One may also consider selecting IPs from the same firm across various jurisdictions to allow for a coordinated approach where the assets of the insolvent Award Debtor are scattered across various jurisdictions.

 

Other than the foregoing, some other important considerations include: the requirement for leave of the court to commence or continue enforcement proceedings against an insolvent Award Debtor; whether one can commence insolvency proceedings prior to recognition of the award i.e., will it be considered a proven unsecured debt for purposes of ranking; whether the settlement of an arbitral award by an insolvent Award Debtor can be considered an unfair preference; and whether shadow directorships have been created.

 

One of the ways in which one can attempt to enforce an arbitral award against the assets of a related third party, such as a subsidiary of the Award Debtor, is by placing the parent holding company in liquidation, administration or receivership, which allows the IP to take control of the board of the parent company, which in turn controls the board and assets of the asset or receivable-rich subsidiary.

 

ii.  Enforcement Against Related Third-Parties

Enforcement against a related third-party can be considered in circumstances where the Award Debtor is a holding company of an asset-rich or receivable-rich subsidiary. However, separate corporate personality is the biggest obstacle to an attempt to enforce an arbitral award against a third-party entity as opposed to an insolvent Award Debtor.

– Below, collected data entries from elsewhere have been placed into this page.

Issue #1235, opened 2022-05-12
IOPS parameters is not picked up by driver without defining volume type


651juan:
/kind bug

**What happened?**
When not defining the type parameter explicitly, the IOPS parameter is not sent when a volume is created. 

As you can see the IOPS is not present in the request from the driver
**What you expected to happen?**

I would expect it to have the IOPS parameter explicitly defined with the type's default value. 
**How to reproduce it (as minimally and precisely as possible)?**
I am using the aws-ebs-csi-driver helm chart with the following values: 
```
storageClasses:
- name: high-iops-ebs-sc
  parameters:
    iops: "6000"
```
The storage class is created with the correct parameters: 
```
apiVersion: storage.k8s.io/v1
kind: StorageClass
metadata:
  annotations:
    meta.helm.sh/release-name: aws-ebs-csi-driver
    meta.helm.sh/release-namespace: trader
  creationTimestamp: "2022-05-11T16:49:53Z"
  labels:
    app.kubernetes.io/managed-by: Helm
  name: high-iops-ebs-sc
  resourceVersion: "24843"
  uid: 05e5b0ff-b001-4c5c-b335-6b15dff5bb5c
parameters:
  iops: "6000"
provisioner: ebs.csi.aws.com
```
The EBS volumes created through the driver are not created with this IOPS parameter. Looking at CloudTrail the follow request is sent: 
```
    "requestParameters": {
        "size": "10",
        "zone": "eu-central-1a",
        "volumeType": "gp3",
        "encrypted": false,
}
```
When I add the type to the helm chart values parameters as follows: 
```
storageClasses:
- name: high-iops-ebs-sc
  parameters:
    type: "gp3"
    iops: "6000"
```
The request in cloud trail is correct with the correct IOPS.
**Anything else we need to know?**:

**Environment**
- Kubernetes version (use `kubectl version`): 1.21
- Helm Chart version: 2.6.4

651juan:
#783 seems to be similar but was never addressed.

PR #1236, opened 2022-05-13
Fix IOPS parameter bug when no volume type is defined

torredil:

- Bug Fix: #1235 

- The IOPS parameter, defined in the StorageClass.parameters, is not picked up by the driver when the volume type is not defined (i.e. defaults to gp3). 

### Steps to Reproduce

- Create a StorageClass without a volume type but with IOPS

```
apiVersion: storage.k8s.io/v1
kind: StorageClass
metadata:
  name: test
parameters:
  iops: "6000"
provisioner: ebs.csi.aws.com
```

- Provision a volume with this StorageClass.

```
k apply -f claim.yaml
```

- You'll see that the IOPS values is not honored in the volume created. 

```
 % aws ec2 describe-volumes --volume-id vol-085b747b34dd7f330 --query 'Volumes[0].[Iops, VolumeType]'
[
    3000,
    "gp3"
]
```

### DIFF
--- a/pkg/cloud/cloud.go
+++ b/pkg/cloud/cloud.go
@@ -299,6 +299,8 @@ func (c *cloud) CreateDisk(ctx context.Context, volumeName string, diskOptions *
 		throughput = int64(diskOptions.Throughput)
 	case "":
 		createType = DefaultVolumeType
+		iops = int64(diskOptions.IOPS)
+		throughput = int64(diskOptions.Throughput)
 	default:
 		return nil, fmt.Errorf("invalid AWS VolumeType %q", diskOptions.VolumeType)
 	}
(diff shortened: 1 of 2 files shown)


pkg/cloud/cloud.go
```diff
@@ -299,6 +299,8 @@ func (c *cloud) CreateDisk(ctx context.Context, volumeName string, diskOptions *
 		throughput = int64(diskOptions.Throughput)
 	case "":
```
rdpsin, line 300: This can be merged with `case VolumeTypeGP3`

gtxu: Here we have `DefaultVolumeType` for "" (instead of `gp3`), and we can change the default volume type at L114. I don't think it can be merged to `case VolumeTypeGP3`. And the `default:` here handles all the invalid inputs.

Most Commonwealth jurisdictions still uphold the sanctity of the separate corporate personality of a company save in very limited exceptional scenarios.

 

One of the ways in which one can attempt to enforce an arbitral Award against the assets of a related third-party, such as a subsidiary of the Award Debtor, is by placing the parent holding company in liquidation, administration or receivership, which allows the IP to take control of the board of the parent company, which in turn controls the board and assets of the asset or receivable rich subsidiary.

 

Courts may also issue tracing, preservation and vesting orders against the assets of subsidiaries or special purpose vehicles (SPVs) of an insolvent holding company that is an Award Debtor on grounds that the funds that were paid by creditors to the Award Debtor were fraudulently invested in the subsidiaries and SPVs and the Award Debtor was merely a shell.

 

Courts may also pierce the corporate veil of an Award Debtor and its subsidiaries in the case where it can be demonstrated that an Award Debtor fraudulently diverted or transferred its assets to related third party entities just before or in the course of the arbitral proceedings with a view to defeating or frustrating the enforcement of a valid arbitral Award against the Award Debtor.

 

iii.  The Appointment of an Equitable Receiver

The Civil Procedure Rules of most Commonwealth countries al- low for the appointment of an equitable receiver over any property of the Award Debtor (assuming that recognition of the Award has been granted and it is now a Decree of the Court) where it is just and equitable to do so. In this case, one may apply for attachment or a charge and collection of dividends of the shares held by the Award Debtor in an asset or receivable rich subsidiary.

 

Upshot

Based on the foregoing, it is plausible for an Award Creditor to enforce an arbitral Award by instituting insolvency proceedings against the Award Debtor or its asset or receivable-rich related third-parties; and through the appointment of an equitable receiver.

 

Whatever means of enforcement are eventually resorted to, an Award Creditor is better placed when it has various viable options available to it, as it through the exercise of such options that the fruits of the Award might ultimately be realised.